在本研究中,我们检测了胎鼠棕色脂肪细胞原代培养物中胰岛素样生长因子I(IGF-I)诱导有丝分裂过程中涉及的信号级联反应,该模型组成性表达大量IGF-I受体,在该模型中IGF-I在生理浓度下是一种完全的促有丝分裂原。IGF-I迅速刺激β链IGF-I受体自身磷酸化,其在生理/促有丝分裂浓度(1.4 nM)时达到峰值,并且还刺激胰岛素受体底物-1(IRS-1)的酪氨酸磷酸化。酪氨酸磷酸化的IRS-1结合并随后使磷脂酰肌醇3-激酶激活3.5倍,而酪氨酸磷酸化的IGF-I受体并不直接与磷脂酰肌醇3-激酶的p85亚基相关联。此外,IGF-I的促有丝分裂浓度使葡萄糖转运增加2.5倍。另外,46 kDa和52 kDa的SHC蛋白的酪氨酸磷酸化在基础状态下较高,在IGF-I处理后增加一倍,而IGF-I使66 kDa的SHC条带的酪氨酸磷酸化增加4倍。此外,IGF-I刺激后Ras的GTP活性形式增加了2倍。在Ras的下游,IGF-I使Raf激酶和蛋白激酶C(PKC)ζ活性均增加3.5倍。

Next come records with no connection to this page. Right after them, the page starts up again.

PR #1816, opened 2017-11-13
Add view sso_login

arnaud-morvan:
As authentication is stored as JWT token in local storage, we need to pass through UI authCtrl to call API sso_login.

Needs https://github.com/c2corg/v6_api/pull/706

### DIFF
--- a/c2corg_ui/static/js/apiservice.js
+++ b/c2corg_ui/static/js/apiservice.js
@@ -391,6 +391,20 @@ app.Api.prototype.login = function(data) {
 
 
 /**
+ * @param {Object} data
+ * @return {!angular.$q.Promise<!angular.$http.Response>}
+ */
+app.Api.prototype.ssoLogin = function(data) {
+  var promise = this.postJson_('/sso_login', data);
+  promise.catch(function(response) {
+    var msg = this.alerts_.gettext('SSO login failed:');
+    this.alerts_.addErrorWithMsg(msg, response);
+  }.bind(this));
+  return promise;
+};
+
+
+/**
  * @param {string} lang
  * @return {!angular.$q.Promise<!angular.$http.Response>}
  */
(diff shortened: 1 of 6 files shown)


c2corg_ui/templates/sso_login.html
```diff
@@ -0,0 +1,6 @@
+<%inherit file="./base.html"/>
```
asaunier: Since this is is a dummy page, you should probably make sure it is not indexed by adding:
```
<%block name="metarobots"><meta name="robots" content="noindex,follow"></%block>
```
See the default value at https://github.com/c2corg/v6_ui/blob/master/c2corg_ui/templates/base.html#L29

c2corg_ui/templates/sso_login.html
```diff
@@ -0,0 +1,6 @@
...
+
+<div app-auth class="auth-form" ng-init>
```
asaunier: Is this ``ng-init`` required?

c2corg_ui/static/js/apiservice.js
```diff
@@ -391,6 +391,20 @@ app.Api.prototype.login = function(data) {
 
 
 /**
+ * @param {Object} data
+ * @return {!angular.$q.Promise<!angular.$http.Response>}
+ */
+app.Api.prototype.ssoLogin = function(data) {
+  var promise = this.postJson_('/sso_login', data);
+  promise.catch(function(response) {
+    var msg = this.alerts_.gettext('Login failed:');
```
asaunier: Perhaps you could use a more specific error message (``SSO login failed:``?) to make it more obvious if something wrong happens?

c2corg_ui/templates/sso_login.html
arnaud-morvan: Done

arnaud-morvan:
@asaunier : Thanks for review, note that I do not have written tests that includes javascript part, only tested manually.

(Bu)2cAMP是胎鼠棕色脂肪细胞原代培养物中IGF-I诱导有丝分裂的抑制剂,它并不阻断IGF-I诱导的有丝分裂级联反应的非常早期步骤,如IGF-I受体自身磷酸化、IRS-1或SHC酪氨酸磷酸化以及Ras激活为其GTP活性形式。然而,(Bu)2cAMP分别通过阻止IGF-I诱导的Raf-1激酶和PKCζ酶活性来破坏IGF-I-Raf和IGF-I-PKCζ信号通路。我们的结果首次在原位表征了IGF-I促有丝分裂信号级联反应,在生理条件下,在哺乳动物胎鼠原代细胞中,该级联反应在Ras下游通过两种不同的丝氨酸/苏氨酸激酶(Raf-1激酶和PKCζ)发散至细胞核。这两种激酶代表了主要针对IGF-I诱导的、cAMP抑制的有丝分裂途径所描述的一个调控点。